# 📝 NLP Notes: Lemmatization

## 🔹 What is Lemmatization?
Lemmatization is the process of converting a word to its base or dictionary form, called a *lemma*.

Unlike stemming, lemmatization uses a dictionary (WordNet) to get the correct root form of the word, ensuring the result is a valid word.

For example:
- "running" → "run"
- "better" → "good"

**Lemmatization is more accurate and context-aware than stemming.**

## ✅ WordNet Lemmatizer (NLTK)
The `WordNetLemmatizer` uses the WordNet lexical database to find the base form of a word.

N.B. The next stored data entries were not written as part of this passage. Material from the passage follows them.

PR #9552, opened 2024-03-11
bigquery: improve error message when inferring schema for recursive type

imjasonh:
This aims to improve the error message from `InferSchema` when the type contains a recursive type.

Today, the error simply includes the type that was provided, which is presumably already known. The goal of this change is to mention the type that was previously seen, indicating the type within the input type that was problematically recursive.

### DIFF
--- a/bigquery/schema.go
+++ b/bigquery/schema.go
@@ -442,12 +442,12 @@ func inferSchemaReflectCached(t reflect.Type) (Schema, error) {
 }
 
 func inferSchemaReflect(t reflect.Type) (Schema, error) {
-	rec, err := hasRecursiveType(t, nil)
+	rec, rt, err := hasRecursiveType(t, nil)
 	if err != nil {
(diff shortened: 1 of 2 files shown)


imjasonh:
Before:

```
Failed to generate schema: bigquery: schema inference for recursive type github.com/google/go-github/v60/github.IssueCommentEvent
```

After:

```
Failed to generate schema: bigquery: schema inference for recursive type github.com/google/go-github/v60/github.Repository
```

In this case [`IssueCommentEvent`](https://pkg.go.dev/github.com/google/go-github/v60/github#IssueCommentEvent) contains [`Repository`](https://pkg.go.dev/github.com/google/go-github/v60/github#Repository) which is the problematic recursive type.

codyoss:
@shollyman for input

codyoss:
@shollyman see my comment above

To use it effectively, we can pass the part of speech (POS) of the word:
- `n` for noun
- `v` for verb
- `a` for adjective
- `r` for adverb

Lemmatization technique is like stemming. The output we will get after lemmatization is called lemma, which is a root word rather than root stem, the output of stemming. After lemmatization, we will be getting a valid word that means that senat hang

NLTK provides WordNetLemmatizer class which is a thin wrapper around the wordnet corpus. This class uses morphy() function to the WordNet Corpus Reader class to find a lemma. Let us understand it with an example -

In [1]:
from nltk.stem import WordNetLemmatizer
from nltk.corpus import wordnet
import nltk

# Download WordNet if not already done
nltk.download('wordnet')
nltk.download('omw-1.4')

lemmatizer = WordNetLemmatizer()

words = ["running", "flies", "better", "bigger", "rocks", "studies"]

for word in words:
    print(f"{word} → {lemmatizer.lemmatize(word)}")  # default is noun

[nltk_data] Downloading package wordnet to
[nltk_data]     C:\Users\vishalrathod\AppData\Roaming\nltk_data...
[nltk_data] Downloading package omw-1.4 to
[nltk_data]     C:\Users\vishalrathod\AppData\Roaming\nltk_data...


running → running
flies → fly
better → better
bigger → bigger
rocks → rock
studies → study


## 🧠 Lemmatization with Part of Speech (POS)
You get better results by providing the correct POS tag.

**Example:**

In [2]:
# Lemmatizing with POS tag
print("running (verb):", lemmatizer.lemmatize("running", pos='v'))
print("better (adjective):", lemmatizer.lemmatize("better", pos='a'))
print("rocks (noun):", lemmatizer.lemmatize("rocks", pos='n'))

running (verb): run
better (adjective): good
rocks (noun): rock


## 🔄 Comparison: Stemming vs Lemmatization

| Word       | Stemmed (Porter) | Lemmatized (WordNet) |
|------------|------------------|-----------------------|
| studies    | studi            | study                 |
| better     | better           | good                  |
| running    | run              | run                   |
| flies      | fli              | fly                   |

**Conclusion:**
- Lemmatization gives valid dictionary words
- More reliable and useful for NLP tasks like question answering, search engines, etc.